▸ Your assignment
Among these entries, count the lines containing the word "should" and answer with only the number.

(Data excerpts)
PR #1846, opened 2024-11-29
feat: support single-line json as log format

phbelitz:
Also introduces a structure to add more log formats should the need arise. Does not change the default of logging prettified json.

> Duplicates #1842, since pipeline can only be run by repo members (sadly).

## Checklist

### DIFF
--- a/internal/utils/logging.go
+++ b/internal/utils/logging.go
@@ -31,6 +31,22 @@ func ConnaisseurLogLevel() logrus.Level {
 	return LogLevel(os.Getenv(constants.LogLevel))
 }
 
+func logFormat(logFormat string) constants.ConnaisseurLogFormat {
+	switch strings.ToLower(logFormat) {
+	case "json":
+		return constants.LogFormatJson
+	case "json-pretty":
+		return constants.LogFormatJsonPretty
+	default:
+		// default for backwards compatibility
+		return constants.LogFormatJsonPretty
+	}
+}
+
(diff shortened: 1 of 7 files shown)


internal/utils/logging_test.go
```diff
@@ -83,6 +83,27 @@ func TestConnaisseurLogLevel(t *testing.T) {
...
+		want      constants.ConnaisseurLogFormat
+	}{
+		{
+			logFormat: "json",
+			want:      constants.LogFormatJson,
+		},
+		{
+			logFormat: "json-pretty",
+			want:      constants.LogFormatJsonPretty,
+		},
```
Starkteetje, line 98:
```suggestion
		{
			logFormat: "json-pretty",
			want:      constants.LogFormatJsonPretty,
		},
		{
			logFormat: "not valid",
			want:      constants.LogFormatJsonPretty,
		},
```
maybe also default test?

internal/utils/logging.go
```diff
@@ -31,6 +31,22 @@ func ConnaisseurLogLevel() logrus.Level {
 	return LogLevel(os.Getenv(constants.LogLevel))
 }
 
+func LogFormatter(logFormat string) constants.ConnaisseurLogFormat {
```
Starkteetje, line 34: Not really used or useful anywhere else, right? So I guess should be private func
also nit: Probably rather `logFormat` instead of `LogFormatter` because result isn't really a thing that does anything by itself

Starkteetje (approved):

▸ Response to the task
2